I had to admit a new symptom. A bad one. Losing time.

Originally posted 3 September, 2013

For those that missed the fun, last week I was hooked up to an EEG all week. An ambulatory EEG it’s called, you walk around with electrodes stuck to your head for 4 and a bit days. I was a bit like the Borg Queen. Well not really, but I did put my scarf collection to good use, even getting to wear my beloved UN scarf.

This test (which was organised spectacularly quickly for reasons I am still unsure of as I was told it would be months) was ordered by my awesome neuro after I had to admit a new symptom. A bad one. Losing time.

Time is an interesting commodity. So intangible, so finite, so defined and yet so subjective.

One could argue that I’ve been losing time throughout this entire broken brain nonsense, which has cost me 18 months of my life now. I choose not to think of it that way, or try not to, even if it’s kinda true.

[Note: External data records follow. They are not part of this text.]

PR #133, opened 2020-06-26
PCX-768: Show both title and message in Message Dialogs

siebeprojects:
This required refactoring of the BasePaymentActivity and PaymentViews

### DIFF
--- a/payment/src/main/java/net/optile/payment/ui/page/BasePaymentActivity.java
+++ b/payment/src/main/java/net/optile/payment/ui/page/BasePaymentActivity.java
@@ -30,7 +30,7 @@ import net.optile.payment.ui.page.idlingresource.SimpleIdlingResource;
 /**
  * The base activity for payment activities.
  */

But the kind of losing time that has caused the latest flurry of hospital visits and furrowed doctors’ brows is the kind where I suddenly realise that it’s about an hour or two later than I thought, and I can’t tell you what’s happened.

So I’ll be sitting here in my jamies at about 8.30 mucking around on the internet, eating breakfast, saying good morning to my tweeps… and then it’s 10.45. I obviously finished breakfast and at some point put the dishes on the sink, and by the looks started getting dressed because my jamie top has been replaced with a shirt… but I don’t remember it, and I can’t tell you what else has happened.

Occasionally there are entire Twitter conversations sitting right there in the window, timecoded as happening just minutes earlier, and I have no recollection of it.

The time is just… lost.

This has also been associated with a rapid occurrence of my brain crashes (which have happened before during particularly bad migraines or during bad fatigue). That’s where I am aware that my brain isn’t working as it should, like it’s been switched to slow-mo, my language and decision making ability becomes impaired, and I just can’t think. Usually I’d have a sleep and be fine, Coke (the drink) also helps, or just leave me alone for a bit and I’ll reboot. It’s usually accompanied by nausea, which is all I end up thinking about while waiting for the lights to come back on.

I have no idea what’s going on – and it will be awhile before I have results and stuff, which may say nothing at all – but this is scary.

I cannot convey the unusual fear associated with your brain not working, simply because you can’t rely on your brain to assess what’s going on. Contrasted say to your foot being broken – you can see it, feel it, compare it to your other foot, and have confidence in the assessment your brain is making of the situation. I’ve gotten used to that and it doesn’t really bother me anymore – it is what it is.

But losing time, finding yourself somewhere and not knowing how you got there, doing things and not remembering doing them… this is not ok.

Obviously the return to work plan is on hold. Right now I’m just trying to stay on top of uni, everything else is being deferred or handed off to someone else.

This is a temporary set back. This has to be temporary. Otherwise God and I are going to have some fricken words.